When these three hitherto mutually distrustful agencies got together and got acquainted, all suspicions among themselves fell away. Each found that the others were not only sincere but were competent to add practical wisdom on the subjects they all had at heart. And the alliance precluded any danger that the organization's influence might be diverted at times from forest preservation into less publicly beneficial activities of interest to lumbermen. To insure this desirable condition still further, public conservation associations were admitted to full membership and vote.

The remaining step followed logically. The officials of all three agencies have extended their friendly relations to actual coöperation in the field. Joint patrols, joint telephone lines, and joint agreements to share emergencies are welding all three into a system of immense efficiency for public good. And jointly they use association facilities to educate the public to reciprocate.

The result is an organization of such standing that upon a telegraphic appeal from its president, President Taft ordered out the Federal troops to assist the Forest Service during the fires of 1910.

There are sixteen private coöperative fire associations in the Pacific Northwest, extending from northern California to northern Montana. They patrol approximately 20 million acres, containing perhaps 500 billion feet of timber. The number of men employed varies with the hazard of the season, but in 1912 they included about 450 regular patrolmen besides the shifting fire-fighters used when needed. In 1910, one Idaho association alone had 850 of these in the field.

The private expenditure varies correspondingly, being about $200,000 in 1912, one of the wettest — and therefore one of the easiest years yet experienced; and $700,000 in 1910, the worst year. Even at the minimum of $200,000, this expenditure means a cost of about a cent an acre for the entire area guarded, although, since by no means all owners contribute, the average minimum cost to members

on their holdings is usually two cents or more. The hazard also varies greatly with forest types, so that though one association may get off with half a cent an acre, others may need three, five, or eight cents an acre. Assessments are always uniform on all members of any one patrol; a Weyerhaeuser or railroad holding of 100,000 acres pays the same rate that a settler does upon his 160-acre claim. Each has equal vote in association affairs.

The efficiency of the plan has been remarkable. Last year the area of merchantable timber burned over was only 14,000 acres, or one sixteenth of one per cent. of the area protected; and the timber actually destroyed beyond use was only about 76 million feet, or a seventieth of one per cent. In 1910, the worst fire year in American history, when reports of losses of life and property filled the papers for weeks, the private patrolmen extinguished nearly six thousand fires and kept the entire private loss in the three hardest-hit states of Idaho, Washington, and Oregon down to less than a quarter of one per cent. Once a serious deterrent to forest investment or settlement, and said to destroy as much western timber as was utilized, fire is now regarded as dangerous only when ignored, and it is practically avoidable at an expenditure that is insignificant when compared with the values insured.

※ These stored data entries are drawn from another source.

PR #2987, opened 2025-11-05
RUM-13103: Introduce vitalAppLaunchEventMapper

aleksandr-gringauz:
### What does this PR do?

Adding `vitalAppLaunchEventMapper` similar to `vitalOperationStepEventMapper` now that app launch vital events have a separate type.

### Motivation

### Additional Notes

### DIFF
--- a/features/dd-sdk-android-rum/api/apiSurface
+++ b/features/dd-sdk-android-rum/api/apiSurface
@@ -75,8 +75,7 @@ data class com.datadog.android.rum.RumConfiguration
     fun setErrorEventMapper(com.datadog.android.event.EventMapper<com.datadog.android.rum.model.ErrorEvent>): Builder
     fun setLongTaskEventMapper(com.datadog.android.event.EventMapper<com.datadog.android.rum.model.LongTaskEvent>): Builder
     DEPRECATED fun setVitalEventMapper(com.datadog.android.event.EventMapper<com.datadog.android.rum.model.RumVitalOperationStepEvent>): Builder
-    fun setVitalOperationStepEventMapper(com.datadog.android.event.EventMapper<com.datadog.android.rum.model.RumVitalOperationStepEvent>): Builder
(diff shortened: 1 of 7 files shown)


features/dd-sdk-android-rum/api/apiSurface
```diff
@@ -76,6 +76,7 @@ data class com.datadog.android.rum.RumConfiguration
     fun setLongTaskEventMapper(com.datadog.android.event.EventMapper<com.datadog.android.rum.model.LongTaskEvent>): Builder
     DEPRECATED fun setVitalEventMapper(com.datadog.android.event.EventMapper<com.datadog.android.rum.model.RumVitalOperationStepEvent>): Builder
     fun setVitalOperationStepEventMapper(com.datadog.android.event.EventMapper<com.datadog.android.rum.model.RumVitalOperationStepEvent>): Builder
+    fun setVitalAppLaunchEventMapper(com.datadog.android.event.EventMapper<com.datadog.android.rum.model.RumVitalAppLaunchEvent>): Builder
```
0xnm: I'm wondering if we want to expose them in such shape. Maybe we can group them and introduce a single method here `withVitalEventMappers(operationsMapper = ..., appLaunchMapper = ..., ....)`.

With current layout these methods seems to be very verbose among the other methods in this `Builder`.

Maybe we need to ask iOS SDK what will be their approach regarding this as well.

satween: Or maybe we should revert to `setVitaEventMapper ` and use them for the all the `vital` events 🙂

aleksandr-gringauz: @satween What arguments should `setVitaEventMapper` have? Same as @0xnm suggested?

I was thinking about something like this: https://pl.kotl.in/nNeN0bmfx

Note that currently `VitalEvent` from this example doesn't exist in our code. `OperationStepVital` and `AppLaunchVital` don't have a common parent type. We could change it though.

But I still lean towards the solution with a separate method per vital type.

We started discussing it with @simaoseica-dd, but not finished yet.

PR #2990, opened 2025-11-06
RUM-10417: Handle potential StackOverflowError

kikoveiga:
### What does this PR do?

Wraps the `onRequestIntercepted` method in `TracingInterceptor.kt` inside a `try - catch` block that logs an error in case a `StackOverflowError` is caught.

### Motivation

If a customer implements a custom `TracedRequestListener` and keeps retrying a request with `onRequestIntercepted`, this will run forever, eventually leading to a `StackOverflowError`.

### DIFF
--- a/integrations/dd-sdk-android-okhttp/src/test/kotlin/com/datadog/android/okhttp/trace/TracingInterceptorTest.kt
+++ b/integrations/dd-sdk-android-okhttp/src/test/kotlin/com/datadog/android/okhttp/trace/TracingInterceptorTest.kt
@@ -1660,7 +1660,7 @@ internal open class TracingInterceptorTest {
     }
 
     @Test
-    fun `M log error W listener causes StackOverflowError through infinite recursion`(
+    fun `M log error and rethrow W listener causes StackOverflowError`(
         @IntForgery(min = 200, max = 600) statusCode: Int
     ) {
         // Given
@@ -1669,13 +1669,12 @@ internal open class TracingInterceptorTest {
 
         whenever(
             mockRequestListener.onRequestIntercepted(any(), any(), anyOrNull(), anyOrNull())
-        ).doAnswer {
-            testedInterceptor.intercept(mockChain)
-            return@doAnswer Unit
-        }
+        ).doAnswer { throw StackOverflowError() }
 
         // When
-        testedInterceptor.intercept(mockChain)
+        assertThrows<StackOverflowError> {
+            testedInterceptor.intercept(mockChain)
+        }
 
         // Then
         val expectedMessage = "${TracingInterceptor.ERROR_STACK_OVERFLOW}\n" +
@@ -1685,7 +1684,8 @@ internal open class TracingInterceptorTest {
             InternalLogger.Level.ERROR,
             InternalLogger.Target.USER,
             expectedMessage,
-            StackOverflowError::class.java
+            StackOverflowError::class.java,
+            mode = org.mockito.kotlin.atLeast(1)
         )
     }
 


integrations/dd-sdk-android-okhttp/src/main/kotlin/com/datadog/android/okhttp/trace/TracingInterceptor.kt
```diff
@@ -168,11 +172,35 @@ internal constructor(
...
         throwable: Throwable?
     ) {
-        if (span != null) {
+        if (span != null && canNotifyListener(sdkCore, request)) {
             tracedRequestListener.onRequestIntercepted(request, span, response, throwable)
         }
     }
 
+    private fun canNotifyListener(sdkCore: FeatureSdkCore, request: Request): Boolean {
+        synchronized(requestInterceptionLock) {
```
satween: Why we need this synchronization?

integrations/dd-sdk-android-okhttp/src/test/kotlin/com/datadog/android/okhttp/trace/TracingInterceptorTest.kt
```diff
@@ -1659,6 +1659,117 @@ internal open class TracingInterceptorTest {
...
+        // When
+        testedInterceptor.intercept(mockChain)
+
+        // Then
+        verify(mockRequestListener, times(maxRetries)).onRequestIntercepted(any(), any(), anyOrNull(), anyOrNull())
+
+        verify(mockInternalLogger).log(
+            eq(InternalLogger.Level.WARN),
+            eq(InternalLogger.Target.USER),
+            any(),
```
satween: we need to check that the exact message is being printed. Look for `verifyLog` method across other tests

integrations/dd-sdk-android-okhttp/src/test/kotlin/com/datadog/android/okhttp/trace/TracingInterceptorTest.kt
```diff
@@ -1659,6 +1659,117 @@ internal open class TracingInterceptorTest {
...
+        val maxRetries = TracingInterceptor.MAX_REQUEST_INTERCEPTION_COUNT
+
+        whenever(mockResolver.isFirstPartyUrl(fakeUrl.toHttpUrl())).thenReturn(true)
+        stubChain(mockChain, statusCode)
+
+        whenever(
+            mockRequestListener.onRequestIntercepted(any(), any(), anyOrNull(), anyOrNull())
+        ).doAnswer {
+            interceptCallCount++
+            if (interceptCallCount <= maxRetries + 1) {
```
satween: this test looks wrong to me. This logic should be inside code, not in the test

integrations/dd-sdk-android-okhttp/src/test/kotlin/com/datadog/android/okhttp/trace/TracingInterceptorTest.kt
```diff
@@ -1659,6 +1659,117 @@ internal open class TracingInterceptorTest {
...
+            eq(InternalLogger.Target.USER),
+            any(),
+            eq(null),
+            eq(false),
+            eq(null)
+        )
+    }
+
+    @Test
+    fun `M reset counter W listener succeeds without retry`(
```
satween: How this test verifies that counter is being reset after a success call? I see that this test basically verifies that the `onRequestIntercepted` is being called same amount of times as the `intercept`.

integrations/dd-sdk-android-okhttp/src/main/kotlin/com/datadog/android/okhttp/trace/TracingInterceptor.kt
```diff
@@ -168,11 +172,35 @@ internal constructor(
...
+            val currentCount = requestInterceptionCounts[request] ?: 0
+
+            if (currentCount >= MAX_REQUEST_INTERCEPTION_COUNT) {
+                val requestKey = "${request.method}:${request.url}"
```
satween: It's seems like you creating a key only for log message. This implementations uses `Request` object as a key. How you can be sure that two different `Request` objects in memory, targeting same url will end up with the same `hashCode`?

satween (changes requested):

integrations/dd-sdk-android-okhttp/src/main/kotlin/com/datadog/android/okhttp/trace/TracingInterceptor.kt
```diff
@@ -169,7 +169,18 @@ internal constructor(
         throwable: Throwable?
     ) {
         if (span != null) {
-            tracedRequestListener.onRequestIntercepted(request, span, response, throwable)
+            try {
+                tracedRequestListener.onRequestIntercepted(request, span, response, throwable)
+            } catch (e: StackOverflowError) {
```
0xnm, line 174: While this prevents crashing host app, it still allows having some loops before hitting stack overflow.

Maybe we can even prevent making loops by adding a tag to the `Request` with a `{Interceptor}.toString()` or `System.identityHashCode` (it should be a `Set` then since the same request may go through multiple interceptors) and reading it back to check if we are in the loop. WDYT?

0xnm: One more note: normally `Error` classes are non-recoverable JVM errors, it is not advised to continue execution when such is thrown.

https://docs.oracle.com/javase/8/docs/api/java/lang/Error.html

> An Error is a subclass of Throwable that indicates serious problems that a reasonable application should not try to catch.

satween: Not sure we want to make such changes. This PR is mostly to help customer to identify a problem. We want to explain why the stackoverflow  error is thrown, not preventing recursive calls. Some customers might like to have them. But I agree that the error should not be swallowed by `catch` block and should be re-thrown.

kikoveiga: I have added the re-throwing of the error.

0xnm: We can indeed re-throw it. My point is that after getting such error it is not possible to continue normal execution, because stack _may_ not recover to the state (free capacity) enough to continue reliably. Even if may continue here, if stack is not unrolled, similar error may pop up in random place further.

0xnm (dismissed):

satween (approved):

PR #3000, opened 2025-11-11
fix: Add internal disableJankStats config option

awforsythe:
refs: RUM-12763

### What does this PR do?

This PR adds a check to RUM feature initialization: if the new internal option `_dd.rum.disable_jank_stats` is explicitly set to true, then we refrain from calling `initializeFrameStatesAggregator()`. Otherwise, we call that function as normal.

### Motivation

This change allows the Unity SDK to configure the Android SDK in such a way that it will never call `JankStats.createAndTrack()`, which is necessary to avoid crashes caused by the older versions of `androidx.metrics` that the `dd-sdk-unity` is forced to use in older versions of Unity.

### Additional Notes

I notice that the generated `apiSurface` files are not up to date at latest in develop, so I expect that CI will fail. When I test locally with `./local-ci.sh --test`, everything passes. I can rebase once the unrelated API surface issue is fixed in develop.

### DIFF
--- a/features/dd-sdk-android-rum/src/main/kotlin/com/datadog/android/rum/RumConfiguration.kt
+++ b/features/dd-sdk-android-rum/src/main/kotlin/com/datadog/android/rum/RumConfiguration.kt
@@ -423,5 +423,14 @@ data class RumConfiguration internal constructor(
             rumConfig = rumConfig.copy(rumSessionTypeOverride = rumSessionTypeOverride)
             return this
         }
+
+        /**
+         * Disables JankStats tracking. This flag may be enabled by cross-platform SDKs where
+         * native frame metrics are not meaningful.
+         */
+        internal fun setDisableJankStats(disable: Boolean): Builder {
+            rumConfig = rumConfig.copy(disableJankStats = disable)
+            return this
+        }
     }
 }
--- a/features/dd-sdk-android-rum/src/main/kotlin/com/datadog/android/rum/internal/RumFeature.kt
+++ b/features/dd-sdk-android-rum/src/main/kotlin/com/datadog/android/rum/internal/RumFeature.kt
@@ -239,13 +239,20 @@ internal class RumFeature(
             initializeVitalExecutorService(frequency)
             initializeCpuVitalMonitor(frequency)
             initializeMemoryVitalMonitor(frequency)
-            initializeFrameStatesAggregator(
-                application = appContext as? Application,
-                listeners = listOfNotNull(
-                    initializeSlowFrameListener(slowFrameListenerConfiguration),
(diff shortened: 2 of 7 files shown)


satween:
Looks good to me, but we need to port it to into release branch of v2

features/dd-sdk-android-rum/src/main/kotlin/com/datadog/android/rum/internal/RumFeature.kt
```diff
@@ -239,13 +239,20 @@ internal class RumFeature(
...
-            initializeFrameStatesAggregator(
-                application = appContext as? Application,
-                listeners = listOfNotNull(
-                    initializeSlowFrameListener(slowFrameListenerConfiguration),
-                    initializeFPSVitalMonitor(frequency)
+
+            // If "_dd.rum.disable_jank_stats" is explicitly set to true, refrain from registering
+            // any frame state listeners; if false or not set, proceed normally
+            val disableJankStats = configuration.additionalConfig[DD_RUM_DISABLE_JANK_STATS_TAG]
+            val allowJankStats = disableJankStats as? Boolean != true
```
0xnm: `RumConfiguration.additionalConfig` is something legacy I would say.

I would propose to add the explicit field to `RumConfiguration` and expose it through `internal` method which can be called via `_RumInternalProxy`.

awforsythe: Gotcha, that makes sense. I've switched to the approach you suggest.

features/dd-sdk-android-rum/src/main/kotlin/com/datadog/android/rum/RumConfiguration.kt
```diff
@@ -423,5 +423,14 @@ data class RumConfiguration internal constructor(
             rumConfig = rumConfig.copy(rumSessionTypeOverride = rumSessionTypeOverride)
             return this
         }
+
+        /**
+         * Disables JankStats tracking. This flag may be enabled by cross-platform SDKs where
+         * native frame metrics are not meaningful.
+         */
+        internal fun setDisableJankStats(disable: Boolean): Builder {
```
0xnm, line 431: minor: it can be just `disableJankStats`, but let's keep it like that, it is only for us anyway.

0xnm (approved):

features/dd-sdk-android-rum/src/main/kotlin/com/datadog/android/rum/RumConfiguration.kt
0xnm: btw, probably PR title should be updated, since approach is different now

PR #3003, opened 2025-11-13
Fix RumWindowCallbacksRegistry for multiple SDK instances

aleksandr-gringauz:
### What does this PR do?

Fixing `RumWindowCallbacksRegistry` for the case when there are multiple Datadog SDK instances in the app.

### Motivation

### Additional Notes

### DIFF
--- a/features/dd-sdk-android-rum/src/main/kotlin/com/datadog/android/rum/internal/utils/window/RumWindowCallbacksRegistry.kt
+++ b/features/dd-sdk-android-rum/src/main/kotlin/com/datadog/android/rum/internal/utils/window/RumWindowCallbacksRegistry.kt
@@ -44,26 +44,28 @@ internal class RumWindowCallbacksRegistryImpl : RumWindowCallbacksRegistry {
             }
         }
     }
-}
 
-private fun Window.wrapCallback(): RumWindowCallback {
-    val currentCallback = callback
-    val newCallback = RumWindowCallback(
-        wrapped = currentCallback
-    )
-    callback = newCallback
-    return newCallback
-}
+    private fun Window.wrapCallback(): RumWindowCallback {
+        val currentCallback = callback
+        val newCallback = RumWindowCallback(
+            wrapped = currentCallback,
+            registry = this@RumWindowCallbacksRegistryImpl
+        )
+        callback = newCallback
+        return newCallback
+    }
 
-private fun Window.tryToRemoveCallback() {
-    val currentCallback = callback
-    if (currentCallback is RumWindowCallback) {
-        callback = currentCallback.wrapped
+    private fun Window.tryToRemoveCallback() {
+        val currentCallback = callback
+        if (currentCallback is RumWindowCallback && currentCallback.registry === this@RumWindowCallbacksRegistryImpl) {
+            callback = currentCallback.wrapped
+        }
     }
 }
 
 private class RumWindowCallback(
-    val wrapped: Window.Callback
+    val wrapped: Window.Callback,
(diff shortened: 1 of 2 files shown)


features/dd-sdk-android-rum/src/main/kotlin/com/datadog/android/rum/internal/utils/window/RumWindowCallbacksRegistry.kt
```diff
@@ -44,26 +44,28 @@ internal class RumWindowCallbacksRegistryImpl : RumWindowCallbacksRegistry {
...
+            wrapped = currentCallback,
+            registry = this@RumWindowCallbacksRegistryImpl
+        )
+        callback = newCallback
+        return newCallback
+    }
 
-private fun Window.tryToRemoveCallback() {
-    val currentCallback = callback
-    if (currentCallback is RumWindowCallback) {
```
aleksandr-gringauz, line 60: The problem is in this `if (currentCallback is RumWindowCallback)` check. Suppose we have 2 SDK instance and both installed their `RumWindowCallback`s, wrapping the existing ones.

When removing the callback we need to check that we are removing "our" `RumWindowCallback`, but not the `RumWindowCallback` of the `RumWindowCallbacksRegistry` from a different SDK instance.

features/dd-sdk-android-rum/src/main/kotlin/com/datadog/android/rum/internal/utils/window/RumWindowCallbacksRegistry.kt
```diff
@@ -44,26 +44,28 @@ internal class RumWindowCallbacksRegistryImpl : RumWindowCallbacksRegistry {
...
-        callback = currentCallback.wrapped
+    private fun Window.tryToRemoveCallback() {
+        val currentCallback = callback
+        if (currentCallback is RumWindowCallback && currentCallback.registry === this@RumWindowCallbacksRegistryImpl) {
```
0xnm: Probably alternative here is to check if `RumWindowCallbacksRegistryImpl.callbacks.values()` contains this callback, but we avoid doing this, because `RumWindowCallbacksRegistryImpl.callbacks` is a `WeakHashMap`?

I'm okay with solution if it don't impose leaks due to the circular dependency.

0xnm (dismissed):

features/dd-sdk-android-rum/src/main/kotlin/com/datadog/android/rum/internal/utils/window/RumWindowCallbacksRegistry.kt
aleksandr-gringauz: > Probably alternative here is to check if RumWindowCallbacksRegistryImpl.callbacks.values() contains this callback, but we avoid doing this, because RumWindowCallbacksRegistryImpl.callbacks is a WeakHashMap?

This solution will also work, I just didn't think about it. It is actually a bit cleaner I think. Fixed.

> I'm okay with solution if it don't impose leaks due to the circular dependency.

Kotlin GC can deal with circular references. Unless this "circle" goes through some C++ code. But this isn't our case I think. Or are you talking about something else?

0xnm: It was just a raw assumption without going into the details.

Actually, we didn't check our SDK for leaks for a while, maybe we need to do a run of sample app with LeakCanary.

0xnm (approved):

PR #3005, opened 2025-11-14
RUM-10805: Remove resolveMeta & resolveMetrics methods in tests

kikoveiga:
### What does this PR do?

- Refactors trace integration tests to eliminate circular dependency to generate expected values.
- Improves the tests.

### Motivation

`resolveMeta` and `resolveMetrics` methods used production code to generate expected values, then compared those values against the actual output.


instrumented/integration/src/androidTest/kotlin/com/datadog/android/sdk/integration/trace/TracesTest.kt
```diff
@@ -140,11 +136,48 @@ internal abstract class TracesTest {
...
+            .hasField(VERSION_KEY, context.version)
+            .hasField(VARIANT_KEY, context.variant)
+
+        assertThat(metaObject).hasField(DD_KEY) {
+            hasField(SOURCE_KEY, context.source)
+        }
+
+        assertThat(metaObject).hasField(SPAN_KEY) {
+            hasField(SPAN_KIND_KEY, DEFAULT_SPAN_KIND)
+        }
```
0xnm: you can actually continue using the fluid syntax if you want:

```suggestion
            .hasField(VERSION_KEY, context.version)
            .hasField(VARIANT_KEY, context.variant)
            .hasField(DD_KEY) {
              hasField(SOURCE_KEY, context.source)
            }
            .hasField(SPAN_KEY) {
              hasField(SPAN_KIND_KEY, DEFAULT_SPAN_KIND)
            }
```

instrumented/integration/src/androidTest/kotlin/com/datadog/android/sdk/integration/trace/TracesTest.kt
```diff
@@ -160,17 +193,73 @@ internal abstract class TracesTest {
...
+
+        // endregion
+
+        // region SpanEvent.Dd
+        const val SOURCE_KEY = "source"
+
+        // endregion
+
+        // region SpanEvent.Span
+        const val SPAN_KIND_KEY = "kind"
```
0xnm, line 231: nit: for a symmetry with `endregion`, it is better to add a newline

```suggestion
        // region SpanEvent.Span
        
        const val SPAN_KIND_KEY = "kind"
```

0xnm (dismissed):

instrumented/integration/src/androidTest/kotlin/com/datadog/android/sdk/integration/trace/TracesTest.kt
kikoveiga: Fixed.

instrumented/integration/src/androidTest/kotlin/com/datadog/android/sdk/integration/trace/TracesTest.kt
kikoveiga: Fixed.

instrumented/integration/src/androidTest/kotlin/com/datadog/android/sdk/integration/trace/TracesTest.kt
```diff
@@ -140,11 +136,42 @@ internal abstract class TracesTest {
...
+            .hasField(DD_KEY) {
+                hasField(SOURCE_KEY, context.source)
+            }
+            .hasField(SPAN_KEY) {
+                hasField(SPAN_KIND_KEY, DEFAULT_SPAN_KIND)
+            }
+            .hasField(TRACER_KEY) {
+                hasField(TRACER_VERSION_KEY, context.sdkVersion)
+            }
+            .hasField(USR_KEY) {}
```
0xnm: I believe there should be something here?

kikoveiga: All the fields of `SpanEvent.Usr` are nullable and they are not used or set for these tests.

0xnm: Then this is something we shouldn't have. We should either set User object for the test or not add empty `UserInfo` object (like [we do](https://github.com/DataDog/dd-sdk-android/blob/499916cfba381a40f1ae8db7f4f0bc1e0bfca941/features/dd-sdk-android-rum/src/main/kotlin/com/datadog/android/rum/internal/domain/scope/RumViewScope.kt#L377) in RUM) to the trace event (or both), because sending object with empty property doesn't really make any sense.

Also I see that `UserInfo.anonymousId` is not set for the Span event, it is worth checking if it is on purpose or it is a miss.

0xnm (approved):

PR #3010, opened 2025-11-18
RUM-12891: Fix RUM resource duration breakdown

ambushwork:
### What does this PR do?

This PRs fixes the resource duration breakdown feature which is broken since the version 2.12.0, more precisely from this [commit](https://github.com/DataDog/dd-sdk-android/pull/2126).

#### The main cause of issue:

We have `DatadogInteceptor` generating the RUM event `startResource` with the `ResourceId(requestUrl, randomUUID)` as the key of the resource when intercepting a request, also we have `DatadogEventListener` to add `waitForResourceTiming` event and `addResourceTiming` to report the resource timing for this duration breakdown.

Such demonstration makes converts. When the Western Forestry and Conservation Association, in 1910, organized the first coöperative association in Oregon, that state had a fifth of all the Nation's timber but no state protection and practically no coöperation among owners. It now has one of the best forest codes in the country, a state forester with an appropriation, a chain of coöperative associations from the Columbia River to the California line, and a law compelling timber owners to patrol.

The unit in any protective system is the patrolman, sometimes called firewarden or forest ranger as in the Federal service. He must be himself a captain of men at large fires and deal unadvised with many great emergencies.

Particularly in the private systems,

where his land-owning employer must avert prejudice or resentment, the patrolman must be a diplomat. The settler with a clearing to burn, the logger with an unguarded engine, the camper who may leave his fire burning, must all be cautioned tactfully by a man they like and respect. And, because he has no other administrative duties like those of Federal rangers to divide his attention, and because official restrictions do not limit his devices and methods, he is making the most rapid advance in the evolution of the new American vocation that of the trained forest fireman. His work includes the handling of backfires; the use of dynamite in trenching; the building of expensive telephone lines, trails, and bridges; the judging of the behavior of fire under different conditions and directing the fight accordingly when error may cost tremendous loss of property or life; the purposeful burning of fire traps safely; the transporting, feeding, and directing of large crews in almost inaccessible localities and perhaps in the face of extreme peril; and the collection of evidence against fire law violators.

Congressional appropriations being fixed for the fiscal year, the Forest Service maintains a nearly uniform force regardless of the seasonal hazard. But the association policy is to maintain a "skeleton" patrol in spring, supposed to be adequate for an average season, and to increase it as needed by additional assessments. The territory assigned to a patrolman varies, with accessibility and hazard, from 15,000 to 50,000 acres. Systems of instruction and report have been devised, including daily service reports by patrolmen which also show weather conditions in detail to enable the officers to judge the dryness of the forest. Fires are reported by classes, and their location and effect are recorded.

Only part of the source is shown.